Here are some excerpts:
How He Felt Versus How He Appeared:
Alcohol was taking over my life in each and every form and I didn’t even know it. I had learned more and more about scotch and wine and beer and cocktail recipes and this glass and that glass, boiler-makers and hot toddies and which garnish goes with which drink and on and on. More and more knowledge about alcohol and no real knowledge of alcoholism. Generally speaking, as I got more and more entrenched in alcoholic behavior, the more I felt sophisticated, the less sophisticated I must have appeared. Who could see the forest? All I saw were trees. (From Chapter 8)
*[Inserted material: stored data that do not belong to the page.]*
PR #1161, opened 2021-02-05
Better readers

imobachgs:
Initially, this code was part of #1160. However, given that we are not going to read NetworkManager settings by now, I have decided to extract only the useful bits (basically some refactoring and clean-up).

* InterfacesReader does not read connections any more. Now there is a ConnectionConfigsReader which takes care of reading the connections.
* Prepare Y2Network::Wicked::ConfigReader so it is easy to extract logic to the base class Y2Network::ConfigReader.


teclator (approved):
LGTM

PR #1163, opened 2021-02-09
Fix the disable of the "Scan Network" button

teclator:
## Problem

When a new configuration for a Wireless card is created associated to an interface which is not present, then the "Scan Network" button should be disabled. 

The problem is that the current check relies on the builder **newly_added** state which is valid for new connection configs but not for checking if a interface is physical or not.

- https://bugzilla.suse.com/show_bug.cgi?id=1177834

## Solution

- Use the hardware information for checking if the associated interface is present or not.

### DIFF
--- a/package/yast2-network.changes
+++ b/package/yast2-network.changes
@@ -1,4 +1,12 @@
 -------------------------------------------------------------------
+Tue Feb  9 08:18:26 UTC 2021 - Knut Anderssen <kanderssen@suse.com>
+
+- Fix check for not present interfaces when deciding if disable
+  the "Scan Network" button during a wireless configuration.
+  (bsc#1177834).
+- 4.3.45
+
+-------------------------------------------------------------------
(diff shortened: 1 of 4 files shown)


package/yast2-network.changes
```diff
@@ -1,3 +1,11 @@
+-------------------------------------------------------------------
+Tue Feb  9 08:18:26 UTC 2021 - Knut Anderssen <kanderssen@suse.com>
+
+- Fix check for not present interfaces when deciding if disable
```
imobachgs, line 4: "if disabling"

imobachgs (approved):

package/yast2-network.changes
teclator:
```suggestion
- Fix check for not present interfaces when deciding if disabling
```

imobachgs (approved):

PR #1164, opened 2021-02-12
Wireless scanner

imobachgs:
* Reorganize the wireless tab to make it easier to understand.
* Improve the mechanism to select a wireless network.
* Add a mechanism to scan for wireless networks (see `WirelessScanner` and `WirelessCell` classes).

```ruby 
networks = Y2Network::WirelessNetwork.all("wlo1")
networks.map(&:essid) #=> ["MY_WIFI", "OTHER_WIFI"]
```

Choosing a Wireless Network

## Some Screenshots

<details><summary>Wireless Tab</summary>

**Old UI:**
Old Wireless Tab

**New UI:**
New Wireless Tab

</details>

<details><summary>Network Selection</summary>

**Old UI:**
Old Wireless Network Selection

**New UI:**
New Wireless Network Selection

</details>

## References

* Trello: https://trello.com/c/U7NonPdr/2300-improve-wireless-configuration-ux
* [bsc#1177834](https://bugzilla.suse.com/show_bug.cgi?id=1177834)


src/lib/y2network/dialogs/popup.rb
```diff
@@ -52,7 +52,7 @@ def layout
         )
       end
 
-      protected
+    protected
```
teclator, line 55: As there is already a CWM::Popup we should use it, it is already wrong in the branch I created.

https://github.com/yast/yast-yast2/blob/master/library/cwm/src/lib/cwm/popup.rb

imobachgs:
I will create a fresh branch containing only the needed commits.

imobachgs:
> I will create a fresh branch containing only the needed commits.

Just adjusting the base was enough.

test/y2network/wireless_network_test.rb
```diff
@@ -0,0 +1,82 @@
...
+        an_object_having_attributes(
+          essid: "MY_WIFI", mode: "Master", channel: 10, quality: 65
+        ),
+        an_object_having_attributes(
+          essid: "ANOTHER_WIFI", mode: "Master", channel: 3, quality: 42
+        )
+      )
+    end
+
+    it "memoizes the the results" do
```
teclator, line 76:
```suggestion
    it "memoizes the results" do
```

test/y2network/wireless_auth_mode_test.rb
```diff
@@ -0,0 +1,44 @@
...
+    end
+  end
+
+  describe ".from_short_name" do
+    it "returns auth mode with the given name" do
+      expect(described_class.from_short_name("none"))
+        .to eq(Y2Network::WirelessAuthMode::NONE)
+    end
+
+    it "returns nil if the given name not found" do
```
teclator, line 40:
```suggestion
    it "returns nil if the given name is not found" do
```

src/lib/y2network/widgets/wireless_networks.rb
```diff
@@ -0,0 +1,79 @@
...
+      def items
+        @networks.map do |network|
+          [
+            network.essid,
+            network.essid,
+            network.mode,
+            network.channel,
+            network.rates.max.to_s,
+            network.quality_percent ? "#{network.quality_percent}%" : "",
+            network.auth_mode&.to_human_string
```
teclator, line 58: I would prefer to have the supported security options instead of the auth mode, but we could do it later.

src/lib/y2network/wireless_cell.rb
```diff
@@ -0,0 +1,62 @@
...
+    # @!attribute [r] mode
+    #   @return [WirelessMode,nil] Wireless mode
+    # @!attribute [r] channel
+    #   @return [Integer] Wireless channel
+    # @!attribute [r] rates
+    #   @return [Array<Bitrate>] Wireles rates
+    # @!attribute [r] quality
+    #   @return [Integer] Signal quality
+    # @!attribute [r] auth_mode
+    #   @return [Array<String>] Security mechanisms
```
teclator, line 38: I would prefer the array of security mechanisms, but by now the authmode is ok.
```suggestion
    #   @return [WirelessAuthMode] Security mechanisms
```

src/lib/y2network/wireless_cell.rb
```diff
@@ -0,0 +1,62 @@
...
+    # @!attribute [r] address
+    #   @return [String,nil] Cell MAC address
+    # @!attribute [r] essid
+    #   @return [String,nil] ESSID
+    # @!attribute [r] mode
+    #   @return [WirelessMode,nil] Wireless mode
+    # @!attribute [r] channel
+    #   @return [Integer] Wireless channel
+    # @!attribute [r] rates
+    #   @return [Array<Bitrate>] Wireles rates
```
teclator, line 34:
```suggestion
    #   @return [Array<Bitrate>] Wireless rates
```

src/lib/y2network/wireless_auth_mode.rb
```diff
@@ -0,0 +1,79 @@
...
+    #
+    # @return [String]
+    def to_human_string
+      _(name)
+    end
+
+    NONE = new(N_("No Encryption"), "none")
+    WEP_OPEN = new(N_("WEP - Open"), "open")
+    WEP_SHARED = new(N_("WEP - Shared Key"), "shared")
+    WPA_PSK = new(N_("WPA-PSK (\"home\")"), "psk")
```
teclator, line 76: Maybe we could even simplify it to **WPA - Home** and **WPA - Enterprise** but it has been defined so for long time.

src/lib/y2network/widgets/wireless_auth.rb
```diff
@@ -54,23 +54,31 @@ def handle(event)
...
+        refresh
+      end
+
     private
 
       def refresh
         case auth_mode_widget.value
-        when "no-encryption" then replace_widget.replace(empty_auth_widget)
-        when "sharedkey", "open" then replace_widget.replace(wep_keys_widget)
+        when "no_encryption" then replace_widget.replace(empty_auth_widget)
```
teclator, line 80: We have to ensure it is read properly from the ifcfg file.

src/lib/y2network/widgets/wireless_networks.rb
imobachgs: Yes, you are right. We need to "rework" the security stuff, but let's do it as part of a new PBI. Somehow, we have been merging several concepts into a single one (authentication mechanism, authentication suites, ciphers, and so on).

src/lib/y2network/wireless_auth_mode.rb
imobachgs: Yes, when we rework that part, we should take the opportunity to adapt them.

src/lib/y2network/widgets/wireless_auth.rb
imobachgs: Yes, I fixed this behavior in commit 8da8620.

src/lib/y2network/widgets/wireless_expert.rb
```diff
@@ -144,7 +144,7 @@ def maximum
       end
 
       def init
-        self.value = @settings.ap_scanmode
+        self.value = @settings.ap_scanmode.to_i
```
teclator, line 147: Well, it should be an integer already, by default it is initialized to 1, but in the InterfaceFile it is declared as a String instead of an Integer. So, I guess we should unify it there.

src/lib/y2network/dialogs/wireless_networks.rb
```diff
@@ -0,0 +1,137 @@
...
+      def handle
+        @block.call
+
+        nil
+      end
+    end
+
+    # This widget displays a list of wireless networks and allows the user to select one
+    #
+    # @example Returning the ESSID of the selected network
```
teclator, line 53: Now it returns a WirelessNetwork, we probably should fix the example

src/lib/y2network/dialogs/wireless_networks.rb
```diff
@@ -0,0 +1,137 @@
...
+      #
+      # @param builder [InterfaceConfigBuilder]
+      def initialize(builder)
+        textdomain "network"
+        @builder = builder
+      end
+
+      # @see CWM::AbstractWidget
+      def title
+        _("Available Wireless Networks")
```
teclator, line 68: Wireless could be redundant in this context, we already removed from the frames, so maybe we could omit it here too, but nothing important to be addressed.

teclator (approved):
Just a minor note, otherwise LGTM.

src/lib/y2network/widgets/wireless_tab.rb
```diff
@@ -36,20 +38,68 @@ def initialize(builder)
       end
 
       def label
-        _("&Wireless Specific")
+        _("&Wireless")
       end
 
       def contents
         VBox(
-          VSpacing(0.5),
```
mchf, line 44: These "0.5" spacing used to have a reason due to different handling in ncurses and qt. No idea whether it is still relevant

imobachgs: Yes, that's true. But the original UI was crowded. Now, with the new layout, we can put some additional space here :smiley:

teclator: Well, not so much if we want to fit well with 80x24 in ncurses. If we use more space then EAP configuration is a problem as it uses the whole interface.

imobachgs: Yes, but it still fits because we removed a frame and a field. In the future, we could reconsider this change.

mchf (approved):
lgtm

PR #37, opened 2016-09-21
update new config when json changed. fixes #25

### LINKED ISSUE #25: Island - Make updating the JSON automatically update the DB
No reason to force the user to click "update" after they click save on the JSON.

Fak3:


danielguardicore:
Can you also cover modifying an existing monkeys configuration? Same concept just with a specific monkey instance.

PR #46, opened 2017-09-11
Feature/windows island msi

itaymmguardicore:


danielguardicore:
If change the relative path for python, then you need to update the documentation.

PR #47, opened 2017-09-25
Feature/mysql fingerprint

danielguardicore:


chaos_monkey/network/mysqlfinger.py
```diff
@@ -0,0 +1,78 @@
...
+            protocol = protocol[0]
+
+            if protocol == 0xFF:
+                # error code, bug out
+                LOG.debug("Mysql server returned error")
+                return False
+
+            version, curpos = struct_unpack_tracker_string(data, curpos)  # special coded to solve string parsing
+            version = version[0]
+            host.services[SQL_SERVICE]['version'] = version
```
itaymmguardicore: Add host.services[SQL_SERVICE]['name'] = <Some short description of the discovered service>
It can be something like "Elastic Search <version>"
It can be instead of ['version'], or in addition. If they provide the same info, it's not required

chaos_monkey/config.py
```diff
@@ -178,15 +180,15 @@ def as_dict(self):
 
     range_class = FixedRange
     range_size = 1
-    range_fixed = ['',]
+    range_fixed = ['10.0.1.63', ]
```
itaymmguardicore: bad daniel

PR #67, opened 2017-10-29
Feature/async scan

danielguardicore:
Faster scanning times. Huge improvement if scanning a large number of ports.


danielguardicore:
Will reopen after rebase

PR #73, opened 2017-11-12
Feature/async scan

danielguardicore:


chaos_monkey/network/tools.py
```diff
@@ -54,26 +64,96 @@ def check_port_tcp(ip, port, timeout=DEFAULT_TIMEOUT, get_banner=False):
...
+                # bad ports show up as err_sockets
+                read_sockets, write_sockets, err_sockets = \
+                    select.select(
+                        [s[1] for s in port_attempts],
+                        [s[1] for s in port_attempts],
+                        [s[1] for s in port_attempts],
+                        time_left)
+                # any read_socket is automatically a writesocket
+                num_replies = len(write_sockets) + len(err_sockets)
+                if num_replies == len(port_attempts) or time_left == 0:
```
itaymmguardicore: SLEEP_BETWEEN_POLL=0.5 and timeout is an integer. So for now everything is good.
Change one of them and "time_left == 0" becomes a problem. I think we should change this to "time_left <= 0"

chaos_monkey/network/tcp_scanner.py
```diff
@@ -17,29 +16,25 @@ def is_host_alive(self, host):
...
-
-            is_open, banner = check_port_tcp(host.ip_addr,
-                                             target_port,
-                                             self._config.tcp_scan_timeout / 1000.0,
-                                             self._config.tcp_scan_get_banner)
-
-            if is_open:
-                count += 1
+        ports, banners = check_tcp_ports(host.ip_addr, target_ports, self._config.tcp_scan_timeout / 1000.0)
+        if len(ports) != 0:
```
itaymmguardicore: This if is unnecessary. Unsure if it helps readability. Keep it or remove it. your call.

danielguardicore: Without the if, just iterate and get null results? Ack

PR #74, opened 2017-11-19
Feature/scan multiple hosts

danielguardicore:


chaos_monkey/network/network_scanner.py
```diff
@@ -27,48 +52,72 @@ def initialize(self):
         LOG.info("Found local IP addresses of the machine: %r", self._ip_addresses)
         # for fixed range, only scan once.
         if WormConfiguration.range_class is FixedRange:
-            self._ranges = [WormConfiguration.range_class(None)]
+            self._ranges = [WormConfiguration.range_class(fixed_addresses=WormConfiguration.range_fixed)]
```
itaymmguardicore: I think if we're doing this, we should remove the _config member from NetworkRange, stop allowing default "fixed_addresses" parameter on FixedRange c'tor, and remove the part where if fixed_addresses=None, we take it from config

chaos_monkey/network/network_scanner.py
```diff
@@ -27,48 +52,72 @@ def initialize(self):
...
         if WormConfiguration.local_network_scan:
             self._ranges += [FixedRange([ip_address for ip_address in get_ips_from_interfaces()])]
         LOG.info("Base local networks to scan are: %r", self._ranges)
 
-    def get_victim_machines(self, scan_type, max_find=5, stop_callback=None):
-        assert issubclass(scan_type, HostScanner)
+    def get_victim_machines(self, scan_type, max_find=5, scan_size=ITERATION_BLOCK_SIZE, stop_callback=None):
+        """
+        Generator of victim machines based on the network scanning configuration.
+        Every time scans
```
itaymmguardicore: Every time scans... ?

chaos_monkey/network/network_scanner.py
```diff
@@ -27,48 +52,72 @@ def initialize(self):
...
                     victims_count += 1
                     yield victim
-
                     if victims_count >= max_find:
                         LOG.debug("Found max needed victims (%d), stopping scan", max_find)
+                        return
 
-                        break
 
                 if SCAN_DELAY:
```
itaymmguardicore: PEP 8: too much blank lines

chaos_monkey/network/network_scanner.py
```diff
@@ -27,48 +52,72 @@ def initialize(self):
...
         victims_count = 0
+        pool = ThreadPool(ITERATION_BLOCK_SIZE)
 
         for net_range in self._ranges:
             LOG.debug("Scanning for potential victims in the network %r", net_range)
-            for victim in net_range:
+            for scan_chunk in _grouper(net_range, scan_size):
                 if stop_callback and stop_callback():
                     LOG.debug("Got stop signal")
                     break
```
itaymmguardicore: return, not break. Now it will break out of the internal for-loop, though we want it to break out of the bigger one

chaos_monkey/network/network_scanner.py
```diff
@@ -27,48 +52,72 @@ def initialize(self):
...
 
-                        break
 
                 if SCAN_DELAY:
                     time.sleep(SCAN_DELAY)
+
+    @staticmethod
+    def scan_machine(victim, scanner):
+        """
+        Scans specifc machine using given scanner
```
itaymmguardicore: typo: specific

chaos_monkey/network/network_scanner.py
```diff
@@ -27,48 +52,72 @@ def initialize(self):
...
 
-    def get_victim_machines(self, scan_type, max_find=5, stop_callback=None):
-        assert issubclass(scan_type, HostScanner)
+    def get_victim_machines(self, scan_type, max_find=5, scan_size=ITERATION_BLOCK_SIZE, stop_callback=None):
+        """
+        Generator of victim machines based on the network scanning configuration.
+        Every time scans
+        :param scan_type: scanner_class type
+        :param max_find:  Maximum number of victims to find
+        :param scan_size: Number of hosts to scan in parralel
```
itaymmguardicore: typo: parallel

chaos_monkey/network/network_scanner.py
```diff
@@ -27,48 +52,72 @@ def initialize(self):
...
         else:
             self._ranges = [WormConfiguration.range_class(ip_address)
                             for ip_address in self._ip_addresses]
         if WormConfiguration.local_network_scan:
             self._ranges += [FixedRange([ip_address for ip_address in get_ips_from_interfaces()])]
         LOG.info("Base local networks to scan are: %r", self._ranges)
 
-    def get_victim_machines(self, scan_type, max_find=5, stop_callback=None):
-        assert issubclass(scan_type, HostScanner)
+    def get_victim_machines(self, scan_type, max_find=5, scan_size=ITERATION_BLOCK_SIZE, stop_callback=None):
```
itaymmguardicore: Looks good. Though I feel the full potential of these tools are not utilized.
Say we have 20 machines to scan. What currently happens is it will scan 5 of them in parallel, and yield them on request. Meanwhile, when the main thread deals with the results of the first 5 machines, we are not scanning the other 15.
I'm sure we can think of a way to solve this

chaos_monkey/network/network_scanner.py
danielguardicore: Fixed

chaos_monkey/network/network_scanner.py
danielguardicore: Fixed, not sure why it made it to the commit.

chaos_monkey/network/network_scanner.py
danielguardicore: Fixed

chaos_monkey/network/network_scanner.py
danielguardicore: Fixed

danielguardicore:
Re: Your general comment

> Say we have 20 machines to scan. What currently happens is it will scan 5 of them in parallel, and yield them on request. Meanwhile, when the main thread deals with the results of the first 5 machines, we are not scanning the other 15.

We have three ways of approaching this

1. We can ignore the issue for now keep as is. O(1) cost
2. We can do a halfway solution, where we export some of the configuration parameters to the configuration (under internal) and prepare things. 
3. We can add a global worker pool, similar to the SystemSingleton and dispatch tasks there starting from the scanner. O(1) but might not be the best solution long term.

danielguardicore:
Will rework parts and reopen

PR #76, opened 2017-12-31
Feature/async exploit

danielguardicore:
Note this PR builds on https://github.com/guardicore/monkey/pull/74 
I can split this into 3 PRs but then the git history is uglier


monkey_island/windows/openssl.cfg
```diff
@@ -0,0 +1,350 @@
+#
```
itaymmguardicore: Unsure why, but some of my commits appear under this PR. After you finish fixing all of the other comments, we should fix this (either by creating a new PR, back-merging from develop, etc...)

chaos_monkey/monkey.py
```diff
@@ -244,3 +221,51 @@ def cleanup(self):
...
 
         LOG.info("Monkey is shutting down")
+
+    @classmethod
+    def exploit_host(cls, machine):
+        """
+        :param machine: VictimHost post fingerprinting
+        :return: List of successful exploiters
+        """
+        exploiters = [exploiter(machine) for exploiter in WormConfiguration.exploiter_classes]
```
itaymmguardicore: Remove _exploiters member and any reference to it

chaos_monkey/monkey.py
```diff
@@ -244,3 +221,51 @@ def cleanup(self):
...
+        pool = ThreadPool(len(exploiters) / 3)  # random picked number
```
itaymmguardicore: First, export const outside of function.
Second, I think we should either use a const for the thread pool size, or at least the minimum between what you're doing and a const, to prevent a thread pool with too much threads

PR #79, opened 2018-01-08
Feature/report backend

itaymmguardicore:
# Feature / Fixes
> Add Security Report to Infection Monkey.

The Security Report offers a user friendly summary of the Infection Monkey's run.
From high-level statistics like exploited machines percentage to in-depth information per machine such as detailed exploit info per machine per exploit.


monkey_island/cc/services/report.py
```diff
@@ -0,0 +1,422 @@
...
+            'WmiExploiter': 'WMI Exploiter',
+            'SSHExploiter': 'SSH Exploiter',
+            'RdpExploiter': 'RDP Exploiter',
+            'SambaCryExploiter': 'SambaCry Exploiter',
+            'ElasticGroovyExploiter': 'Elastic Groovy Exploiter',
+            'Ms08_067_Exploiter': 'Conficker Exploiter',
+            'ShellShockExploiter': 'ShellShock Exploiter',
+        }
+
+    class ISSUES_DICT:
```
danielguardicore: Enums
http://cpython-test-docs.readthedocs.io/en/latest/library/enum.html

monkey_island/cc/services/report.py
```diff
@@ -0,0 +1,422 @@
...
+    def get_first_monkey_time():
+        return mongo.db.telemetry.find({}, {'timestamp': 1}).sort([('$natural', 1)]).limit(1)[0]['timestamp']
+
+    @staticmethod
+    def get_last_monkey_dead_time():
+        return mongo.db.telemetry.find({}, {'timestamp': 1}).sort([('$natural', -1)]).limit(1)[0]['timestamp']
+
+    @staticmethod
+    def get_monkey_duration():
+        delta = ReportService.get_last_monkey_dead_time() - ReportService.get_first_monkey_time()
```
danielguardicore: There has to be a better way to parse datetime then this...  You can probably use a strftime statement.

monkey_island/cc/services/report.py
```diff
@@ -0,0 +1,422 @@
...
+        processed_exploit['type'] = 'shellshock'
+        urls = exploit['data']['info']['vulnerable_urls']
+        processed_exploit['port'] = urls[0].split(':')[2].split('/')[0]
+        processed_exploit['paths'] = ['/' + url.split(':')[2].split('/')[1] for url in urls]
+        return processed_exploit
+
+    @staticmethod
+    def process_exploit(exploit):
+        exploiter_type = exploit['data']['exploiter']
+        if exploiter_type == 'SmbExploiter':
```
danielguardicore: Dictionary time? rather than a long set of ifs.

monkey_island/cc/services/report.py
```diff
@@ -0,0 +1,422 @@
...
+        return issues
+
+    @staticmethod
+    def get_issues():
+        issues = ReportService.get_exploits() + ReportService.get_tunnels() + ReportService.get_cross_segment_issues()
+        issues_dict = {}
+        for issue in issues:
+            machine = issue['machine']
+            if machine not in issues_dict:
+                issues_dict[machine] = []
```
danielguardicore: get with default value instead of the if block

monkey_island/cc/utils.py
```diff
@@ -4,6 +4,7 @@
 import array
 
 import struct
+import ipaddress
 from netifaces import interfaces, ifaddresses, AF_INET
 
 from cc.database import mongo
```
danielguardicore: This is an unused import

monkey_island/cc/resources/telemetry.py
```diff
@@ -70,6 +71,11 @@ def telemetry_to_displayed_telemetry(telemetry):
                 monkey_label = telem_monkey_guid
             x["monkey"] = monkey_label
             objects.append(x)
+            if x['telem_type'] == 'system_info_collection' and 'credentials' in x['data']:
+                for user in x['data']['credentials']:
+                    if -1 != user.find(','):
+                        new_user = user.replace(',', '.')
```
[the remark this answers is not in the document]
itaymmguardicore: I think without the if we might get stuck in an infinite loop, and even if not, it feels just inefficient.
the loop goes through all the user dictionaries in x['data']['credentials'], and if there's a '.', in the username, it replaces it with a ','. The replacement works by removing the user from the dictionary and re-adding it (because the username is the key). I'm unsure if re-adding the user will make the loop go through it, and if it does, we'll be stuck in an infinite loop.

monkey_island/cc/resources/telemetry.py
```diff
@@ -115,10 +121,18 @@ def process_exploit_telemetry(telemetry_json):
         if new_exploit['result']:
             EdgeService.set_edge_exploited(edge)
 
+        for attempt in telemetry_json['data']['attempts']:
+            if attempt['result']:
+                attempt.pop('result')
+                for field in ['password', 'lm_hash', 'ntlm_hash']:
```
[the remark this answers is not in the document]
itaymmguardicore: fixed

monkey_island/cc/services/report.py
```diff
@@ -0,0 +1,422 @@
...
+__author__ = "itay.mizeretz"
+
+
+class ReportService:
+    def __init__(self):
+        pass
+
+    EXPLOIT_DISPLAY_DICT = \
+        {
+            'SmbExploiter': 'SMB Exploiter',
```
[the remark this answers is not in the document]
itaymmguardicore: Of course it's possible. But we don't have time now to work on it. I'll add it to the tasklist

monkey_island/cc/services/report.py
itaymmguardicore: fixed

monkey_island/cc/services/report.py
itaymmguardicore: Simplified it as much as I could.
There's no built-in function which parses it
https://stackoverflow.com/questions/8906926/formatting-python-timedelta-objects

monkey_island/cc/services/report.py
itaymmguardicore: fixed

monkey_island/cc/utils.py
itaymmguardicore: fixed

monkey_island/cc/services/report.py
itaymmguardicore: fixed

monkey_island/cc/resources/root.py
```diff
@@ -26,6 +27,7 @@ def get(self, action=None):
             mongo.db.telemetry.drop()
```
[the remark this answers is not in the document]
itaymmguardicore: Replaced with list of db names for now.
In the future if advanced initialization is needed we'll change it.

Shared courage is where I find the strength in my recovery. My alcoholic mind left alone is headed for relapse because it's crowded up here in what remains of my brain. There are a thousand forms of denial in recovery but the one denial that has always doomed me to failure and to relapse is trying to stay sober unaided and alone, not admitting my need for fellowship with others in recovery. I don't think I will ever be smart enough to go it alone because addiction has formed a partnership with my brain. It has been compromised. It seems that way because it is that way. Maybe not for others and for all, but for me that is the way it is. It is. (From Chapter 28)
Analogies of Addiction:
Alcohol is my poison, my prison. A brick wall, a trap door, a cancer, a bad joke, an empty bottle, an excuse, a leaky faucet, a loan shark, a broken promise, a cracked mirror, an earthquake, an avalanche, a train wreck, a recurring nightmare.
Alcohol is my insanity. (From Chapter 39)
How He Saw Denial:
There was a time when I was not there, but I did not know it yet. I would drink to forget, forgetting what I did not know. Not yet. I did not know yet. Where was I then, when I was not there?
For years I lived somewhere between myself and the next drink. I would drink to forget what I could not think, halfway to nowhere and another drink. I was grieving and I did not know it. Someone was dying, but I could not feel it, feel my own dying. I could not own it because it owned me. Denial is so hard to feel, yet, there it is, standing next to you. You: Halfway to nowhere and another drink. (From Chapter 40)
Jim Anders is a former advertising copywriter and graduate of Moravian College in Bethlehem, Pennsylvania. This is Jim’s first full-length published work. His drinking career ended nearly a decade before this autobiographical fiction. He currently resides in Atlantic City, New Jersey and is diligently at work on his second book.